Older, poor adults get short shrift in LePage’s budget proposal

Sandy Butler, University of Maine

Originally published in the Bangor Daily News on March 17, 2015.

Fifty years ago, the War on Poverty brought about a range of policies that have improved the well-being of our country’s elderly.

Medicare brought health insurance to nearly all adults 65 and older. The Older Americans Act established Area Agencies on Aging, which provide an array of services to seniors. Social Security benefits were also increased in the late 1960s.

Since that time, poverty among older Americans has declined substantially, from nearly 30 percent in 1966 to just under 10 percent today. While this is a great success, we know many older adults still live just above the poverty line, which is $11,700 per year for an individual and $15,930 for two. In Maine, we have done relatively well at keeping our older residents out of absolute poverty. Our official senior poverty rate of 5 percent is one of the lowest in the country. But these statistics don’t include those with incomes just above the poverty line. And thousands of these elders will be harshly affected by Gov. Paul LePage’s proposed budget.

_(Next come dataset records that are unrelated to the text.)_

PR #3145, opened 2019-08-29
Infra changes for multi-marketplace support

mikeshultz:
### Description:

Fairly trivial update to listener.  Also adds `V001_Marketplace` to docker config.

Relayer doesn't require any changes.  It doesn't care about addresses, only the ABI.

### Checklist:


infra/discovery/src/listener/listener.js
```diff
@@ -114,9 +114,14 @@ async function main() {
   // List of contracts the listener watches events from.
   const contracts = {
     IdentityEvents: contractsContext.identityEvents,
-    Marketplace: contractsContext.marketplaces['000'].contract,
     ProxyFactory: contractsContext.ProxyFactory
   }
+  // Listen to all versions of marketplace
+  Object.keys(contractsContext.marketplaces).forEach(key => {
+    console.log('key', key)
```
nick: Can we take out the log?

mikeshultz: woops, yeah, I'll fix that before merge.  Thanks

infra/discovery/src/listener/listener.js
```diff
@@ -114,9 +114,13 @@ async function main() {
   // List of contracts the listener watches events from.
   const contracts = {
     IdentityEvents: contractsContext.identityEvents,
-    Marketplace: contractsContext.marketplaces['000'].contract,
     ProxyFactory: contractsContext.ProxyFactory
   }
+  // Listen to all versions of marketplace
+  Object.keys(contractsContext.marketplaces).forEach(key => {
+    contracts[`V${key}_Marketplace`] =
```
nick: One thing I just realized was `key` is 3 characters long (eg '000') but the config if 2 (eg 'V00'). Not sure if that affects this. Also might need to say `Object.keys(contractsContext.marketplaces || {})` incase no marketplaces are set yet for whatever reason

mikeshultz: it doesn't have any effect here, it's using the keys from the same object to reference it.  But maybe that should be standardized across the codebase.

PR #3155, opened 2019-08-30
event-cache PostgreSQL Backend Stuffs

mikeshultz:
### Description:

This is PR #2597 back from the dead.  Bunch of fixes to get the Postgres backend working properly. This includes functional conditional build-time import for `PostgreSQLBackend` that required a relatively minor webpack change.  Was hoping not to have to do that, but alas.  Will want to come back later and enable other services to use the backend(e.g. graphql) once things look good.  It can be enabled by setting `EVENTCACHE_ENABLE_PG=true` and any non-writers should have `EVENTCACHE_SLAVE=true`.

This also has a nice side effect of reducing the dapp bundle by almost 1MB by removing sequelize and its dependencies entirely.

Tested to work in docker-compose services, frontend build, and docker dapp build locally.  I'll want to try and deploy this to dev again on a slow night/day.

Example docker build: `docker build --build-arg ENVKEY="[insert your envkey]" -t origin-dapp -f devops/dockerfiles/origin-dapp .`

### Checklist:


docker-compose.yml
```diff
@@ -166,6 +167,7 @@ services:
       - IPFS_GATEWAY_URL=http://ipfs-proxy:9999
       - IPFS_API_URL=http://ipfs-proxy:9999
       - ENVKEY=
+      - ENABLE_EVENTCACHE_DB=true
```
franckc: If both the listener and graphql use event-cache, will that cause double writes to the event table ?

packages/event-cache/migrations/20190705152855-add-event-id.js
```diff
@@ -0,0 +1,13 @@
+'use strict'
+
+module.exports = {
+  up: (queryInterface, Sequelize) => {
+    return queryInterface.addColumn('event', 'id', {
+      type: Sequelize.STRING
```
franckc: Is index the primary key that replaces (blockNumber, logIndex) as primary key ?

BTW: since this table is empty in prod, as opposed to writing migrations to add columns,  it would be fine to start defining this entire table from scratch.

packages/event-cache/src/backends/PostgreSQLBackend.js
```diff
@@ -2,6 +2,40 @@ const { AbstractBackend } = require('./AbstractBackend')
...
+  if (ret.endsWith('Id')) {
+    ret = ret.replace(/Id$/, 'ID')
+  }
+  return ret
+}
+
+/**
+ * Convert a camelCaseString to an undorscored_string
+ * @param v The camelCase string string
+ * @returns {string} The undersocred string
```
franckc: nit: typo

packages/event-cache/migrations/20190703025936-add-event-prefix.js
```diff
@@ -0,0 +1,13 @@
+'use strict'
+
+module.exports = {
+  up: (queryInterface, Sequelize) => {
+    return queryInterface.addColumn('event', 'prefix', {
```
franckc: Is an index needed ?

docker-compose.yml
mikeshultz: This is an excellent point.  I don't think it ever showed problems in my docker testing, but it's a serious concern.  I think this is still safe to merge and deploy since only one prod system has it enabled and since `PostgreSQLBackend` uses upsert functionality, it shouldn't cause any conflict.  

But that's a waste of resources and there should be some work done to either disable writes on some of the EC consumers, or add some kind of auto-locking feature that prevents more than one instance of EC to write. Probably the former, since I think it'll be a conscious decision of ours to make listener do the writes.

Good catch.  This didn't even cross my mind.

packages/event-cache/migrations/20190705152855-add-event-id.js
mikeshultz: not an index.  This was added because it's data returned from web3 for an event.  Since we want to re-assemble the event objects the same as web3 returns them, we want to include everything.

packages/event-cache/migrations/20190703025936-add-event-prefix.js
mikeshultz: Yeah, this should probably be indexed.  Will add.

docker-compose.yml
franckc: Maybe to start with a simple solution, we could control this via an environment variable. Something like process.env.ENABLE_EVENT_CACHE_DB_WRITE which we would set to true only on either the graphql server or the listener. Then later if needed we can have a lock table or perhaps even move events writing to a completely separate service.

packages/event-cache/migrations/20190705152855-add-event-id.js
franckc: Got it. Sounds good. Maybe add a comment in the model to indicate the role of the id column.

packages/event-cache/migrations/20190703025936-add-event-prefix.js
franckc: sg

mikeshultz:
I've updated this a bit.  Now, if an instance is set as a slave, it won't make any writes(on any backend).  I didn't want to make it default slave because it'll affect everything.  So, if we bring up another instance of EC with postgres backend, it'll need to be set as a a slave.  The listener will be the designated master.

Env vars have also been renamed to use `EVENTCACHE_` as a prefix for uniformity.

Please review when you get a chance, I'd like to get this merged and setup on dev for testing.

packages/event-cache/src/backends/PostgreSQLBackend.js
```diff
@@ -2,6 +2,40 @@ const { AbstractBackend } = require('./AbstractBackend')
 
 const { debug } = require('../utils')
 
+/**
+ * Convert an undorscored_string to camelCase.
```
franckc: nit: underscored

packages/event-cache/src/backends/PostgreSQLBackend.js
```diff
@@ -2,6 +2,40 @@ const { AbstractBackend } = require('./AbstractBackend')
...
+ * @note This converts doubles (listingID) to underscored (listing_id)
```
franckc: nit: fix comment. the function actually does the opposite.

packages/event-cache/src/backends/PostgreSQLBackend.js
mikeshultz: how do I keep messing up that word...

packages/event-cache/src/backends/PostgreSQLBackend.js
mikeshultz: thanks

PR #3175, opened 2019-09-03
Tomlinton/language temporary fix

tomlinton:
Stop mobile app from controlling the language setting in the DApp for the meetup tonight. Will cherry pick to prod and revert after the meetup.


franckc:
On mobile so can’t approve thru GitHub but LGTM.

PR #3177, opened 2019-09-03
Sparrow dom/brave fix

sparrowDom:
### Description:
After some testing it turns out that default shield setting in Brave do not limit our DApp. But if the settings are more aggressive to block all cookies also localStorage doesn't work and our DApp doesn't load:
Screenshot 2019-09-03 17 35 42

There isn't much use in displaying the error modal if the Dapp breaks before that step. 

For now I am removing Brave modal warning. 

### Checklist:


sparrowDom:
I think a better solution would be to have a simple `js` script in `template.html` that would do a quick check if `localStorage` is enabled and display an error message (can be javascript's `alert`) if localStorage is disabled.

franckc:
CC @DanielVF in case he has any thoughts about what solution we should go for.

MarioBlanco:
> I think a better solution would be to have a simple `js` script in `template.html` that would do a quick check if `localStorage` is enabled and display an error message (can be javascript's `alert`) if localStorage is disabled.
> 
> @nick @MarioBlanco thoughts?

Yeah, always better to detect what we actually need for the app to work instead of focus on a given browser.

Issue #3140, opened 2019-08-29
Can't scroll modal on Android


norbertdragan:
**Update** 
Seems like the modal is also not scrollable in the Origin Marketplace app for Android. It means that users can't even complete the sign up flow. Essentially we are using all Android users until it's fixed.

**Original**
When I'm accessing the dApp via another application in WebView, the modal component is not scrollable. I tried it with both the MetaMask and imToken apps, and I got stuck at different screens where the modal component appeared (for example, [here](http://i.norbert.dev/c7e93c)).

I am using a OnePlus 6, Android 9. I also tested on iOS, and this issue was not present.

norbertdragan:
Quote from @shahthepro:

> @norbertdragan I've faced that issue. If we use position: fixed it works on iOS but not on Android and if we use position: absolute it works on Android but not on iOS.
> On iOS, the problem was that body was also scrollable even when there was another element on the front. It was not as bad as scroll completely not working on Android. So I think we decided to use position: absolute in some places
> The problem you are facing might be because of this.

PR #3192, opened 2019-09-04
Update Google Attestation page for WebView users

### LINKED ISSUE #2227: Google Attestation Not Supported In Mobile

norbertdragan:
### Description:

Fixes #2227.

- Detects if the user's browser is WebView for the Google Authetication
- Warns the user that it's unsupported
- Renders a button that sends the user to the app store/our mobile download page

Tested on Android and iOS using Cipher, the only app that allowed me to access my local network (and I tested many). 

[iOS Preview](http://i.norbert.dev/6807ec)

On Android, we have the scroll issue described in #3140.

### Checklist:

~- [ ] Update any relevant READMEs and [docs](https://github.com/OriginProtocol/origin/tree/master/docs)~


dapps/marketplace/src/pages/identity/OAuthAttestation.js
```diff
@@ -92,11 +92,27 @@ class OAuthAttestation extends Component {
...
+    const { isMobile, provider } = this.props
+
     const didOpen = !prevProps.open && this.props.open,
       didChangeStage = prevState.stage !== this.state.stage
     if (this.inputRef && (didOpen || didChangeStage)) {
       this.inputRef.focus()
     }
+
+    if (provider === 'google' && !prevProps.isMobile && isMobile) {
+      // Check wether the current browser is WebView in order to block Google OAuth and warn the user
```
shahthepro: When the profile page is being loaded in the mobile, It is always in a webview. User cannot access this page without a DApp browser. 

Instead of checking these, we could just check the `this.props.walletType`. Something like this: 
```
this.props.isMobile && (this.props.walletType === 'Mobile' || this.props.walletType === 'Origin Wallet')
```

norbertdragan: Good point, thanks!

norbertdragan: Addressed in b6d4a5b.

shahthepro: @norbertdragan Sorry if I didn't word it correctly. but I meant to remove the entire code from `componentDidUpdate`. It's complicating things. 

You don't have to hardcode the mobile app links either. `https://originprotocol.com/mobile` will open the corresponding store on mobile.

You could just use `isMobile` and `walletType` props inside the `render` method and render the App download modal.

dapps/marketplace/src/pages/identity/OAuthAttestation.js
```diff
@@ -169,35 +184,81 @@ class OAuthAttestation extends Component {
...
 
     return (
       <>
         <h2>{header}</h2>
-        <div className="help mt-0 mb-3">
-          <fbt desc="OAuthAttestation.neverPost">
-            We will never post on your behalf.
-          </fbt>
-        </div>
+        {!isForbidden && (
```
shahthepro: Adding to my previous comment, I feel it'd be better if we move Forbidden modal to a separate function or make it a separate component that can used in other places.

norbertdragan: Yes, and it's probably better to separate concerns anyway.

norbertdragan: I agree that a separate component makes a lot of sense. I'll go and separate concerns.

PR #3197, opened 2019-09-04
🐃 Deep checking of relay transactions

DanielVF:
Adds deep inspection of transactions we are requested to relay, to recursively ensure that only we only call allowed methods on allowed contracts, even inside inner-transactions.

This checks things like a transaction calling `swapAndMakeOffer` that then nests sub-transactions to the marketplace, to a unisawp exchange, and to a token contract.

In this PR, the validator code runs in logging mode only for now. This way we can see if I have the limits too tight, or am missing anything, without failing any real transactions.


infra/relayer/src/relayer.js
```diff
@@ -334,6 +337,17 @@ class Relayer {
...
 
+    // 2.1 Deep check that the potentialy nested transaction are calling
+    // approved methods. For now, we don't fail on this, since we might
+    // have the whitelist too tight. We'll check the logs after a while
+    // and see if there is anything we should add.
+    try {
+      this.validator.validate(PROXY_HARDCODE, txData)
+    } catch (e) {
+      logger.error('Error in transaction validator', e)
+      throw e
```
mikeshultz: maybe do a `res.status(500).send [...]` instead of killing the relayer

infra/relayer/src/validator.js
```diff
@@ -0,0 +1,240 @@
...
+    } else if (method.name == 'swapAndMakeOffer') {
+      if (!this.isValidTokenAddress(params._token)) {
+        logger.info(
+          `Validation failed. ${params._token} is not an allowed ERC20 address`
+        )
+        return false
+      }
+      validationsNeeded.push([params._marketplace, params._offer])
+      validationsNeeded.push([params._exchange, params._swap])
+    } else {
```
mikeshultz: Do we want to limit this to only these 4 methods?  Just thinking that we were talking about adding `transferToOwner()` for sweeps yesterday.

infra/relayer/src/relayer.js
```diff
@@ -3,6 +3,7 @@
 const memoize = require('lodash/memoize')
 const Web3 = require('web3')
 const utils = require('ethereumjs-util')
+const { Validator, PROXY_HARDCODE } = require('../src/validator')
```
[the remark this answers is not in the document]
DanielVF: Thanks!

infra/relayer/src/validator.js
DanielVF: I've added `transferToOwner` to the list. If there's anything else we need later, we can add it then.

infra/relayer/src/relayer.js
DanielVF: Thank goodness for code reviews!

I've pulled out the throw - that shouldn't have been there. It will now correctly log verifier crashes, but not crash the relayer.

mikeshultz:
Well, I did approve the PR! Yes, g2g. Ship it and let's see what it tells
us in the logs.

franckc:
Actually the Relayer unit tests failed. Let's fix that before we merge.
@DanielVF do you mind taking a look ?

PR #3217, opened 2019-09-05
Add Unsupported Attestation for WebView

### LINKED ISSUE #2227: Google Attestation Not Supported In Mobile

norbertdragan:
### Description:

Fixes #2227.

- Detects if the user's browser is WebView for the Google Authetication
- Warns the user that it's unsupported
- Renders a button that sends the user to the app store/our mobile download page
- As discussed in #3192 yesterday, Unsupported Attestation is a now it's separate modal

Test build is [here](https://originprotocol.github.io/test-builds/unsupported-attestation/). Use MetaMask, imToken, Cipher or similar WebView app to test. I used Cipher to test.

[iOS Preview](http://i.norbert.dev/6807ec)

### Checklist:

~- [ ] Update any relevant READMEs and [docs](https://github.com/OriginProtocol/origin/tree/master/docs)~


norbertdragan:
@shahthepro I ended up checking for the `userAgent` to determine WebView, because `isMobile` only checks for the browser width, which can be narrow on the desktop as well.

tomlinton:
Hey @norbertdragan the `withIsMobile` HOC also has ` isMobileApp` prop which you should check here. We fake the UserAgent in our own mobile app because certain (cough) attestation providers won't let us do attestations with a WebView UserAgent.

For other non-Origin wallets I think width is probably the only way we have. Although I'm sure each wallet probably implements something on the `window` object or similar that they user internally. If we could figure out each of those and add them to the `withIsMobile` HOC we could stop relying on width, which is a bit problematic as you note.

tomlinton:
Closing due to inactivity.

Issue #3199, opened 2019-09-04
Improve Sentry integration in the DApp


tomlinton:
The DApp swallows a lot of errors/outputs to console and we have no visibility of these (especially on mobile). There are various places we should add calls to Sentry, e.g. [here](https://github.com/OriginProtocol/origin/blob/d0714f7012a0aee2394324aa32deb50fa5c8873e/dapps/marketplace/src/components/WaitForTransaction.js#L130).

We probably need this anywhere there is a `console.error` in the DApp. We might be able to just use [this](https://docs.sentry.io/platforms/javascript/?platform=browsernpm#captureconsole) or patch console to give us an integration everywhere.

mikeshultz:
PR #3226 for quick & dirty integration for our current issues with `WaitForTransaction`.

Leaving this open because later, I want to take it further and add environments so we can get errors reported from staging and maybe dev.  Add it to the catch-all error component where all unhandled errors bubble up to.  And integrate it across the dapp, perhaps somehow integrated into the apollo-react hook function `useQuery()`.

Perhaps this isn't a P0 any longer after that PR?

micahalcorn:
Taking this one down a couple of notches 👇

mikeshultz:
Grouping should be worked on a bit.

https://docs.sentry.io/data-management/event-grouping/

The following sentry event group govers a lot of unrelated ground with graphql errors:

https://sentry.io/organizations/origin-protocol/issues/1098412085/?referrer=github_integration

It's not very useful to us to have all these grouped together.

mikeshultz:
PR #3535 added captures for QueryError and adjusted grahpql error grouping a bit. If this turns out good, I think that might wrap up this issue unless there are objections.

PR #3226, opened 2019-09-05
Sentry integration into WaitForTransaction

mikeshultz:
### Description:

Quick & dirty integration of Sentry into `WaitFortransaction` component for #3199

### Checklist:

### DIFF
--- a/dapps/marketplace/src/components/WaitForTransaction.js
+++ b/dapps/marketplace/src/components/WaitForTransaction.js
@@ -8,6 +8,7 @@ import MetaMaskAnimation from 'components/MetaMaskAnimation'
 import query from 'queries/TransactionReceipt'
 import withWallet from 'hoc/withWallet'
 import withConfig from 'hoc/withConfig'
+import Sentry from 'utils/sentry'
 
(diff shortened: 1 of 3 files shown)


dapps/marketplace/src/components/WaitForTransaction.js
```diff
@@ -128,6 +129,7 @@ class WaitForTransaction extends Component {
           let content
           if (error) {
             console.error(error)
+            Sentry.captureException(error)
```
tomlinton: Does the <Query /> component from `react-apollo` return errors as something that `Sentry.captureException` won't choke on?

tomlinton: It looks [like it extends](https://github.com/apollographql/apollo-client/blob/master/packages/apollo-client/src/errors/ApolloError.ts) `Error` so it should be OK. Not sure if you can verify this easily.

mikeshultz: Yeah, was worried about that too but it returns an `ApolloEror` which extends `Error`.  Should be fine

Last summer, a survey sponsored by Maine Equal Justice Partners asked respondents what they believed caused poverty and what they thought the Legislature could do to reduce it.

Among the 941 survey respondents, one-eighth were 65 and older. They were all living at 200 percent of the poverty line or below, and more than half were living on less than $15,000 per year. Many were receiving government assistance. More than half received food stamps, and nearly six in 10 received Medicaid to help them with their health expenses.

Despite this assistance, these older Mainers continued to experience severe consequences from economic insecurity. One-third said they had not always had enough to eat in the past year, and one quarter had not been able to pay a utility bill. When asked what they thought led people to live in poverty, nearly four in five attributed poverty to structural causes such as low wages, lack of good health care and education, and the high cost of living. Only 21 percent thought people lived in poverty because they made bad decisions and were irresponsible.

Younger and older respondents had very similar ideas on what the Legislature could do to reduce poverty. Both groups picked creating jobs and increasing the minimum wage as their top choices. After all, older adults, even if no longer working themselves, are concerned for the economic security of their family members and neighbors. They also know that their own poverty is most often a result of insecure employment and low wages throughout their working lives.

Reducing property taxes and increasing access to health care were also among the top five choices of older survey respondents for how government could reduce poverty. Similar to several bills currently before the Legislature that seek to expand the Property Tax Fairness Credit, the governor’s proposed budget also provides some property tax relief, which would especially benefit older Mainers who were hard hit by the elimination of the “Circuit Breaker” program two years ago.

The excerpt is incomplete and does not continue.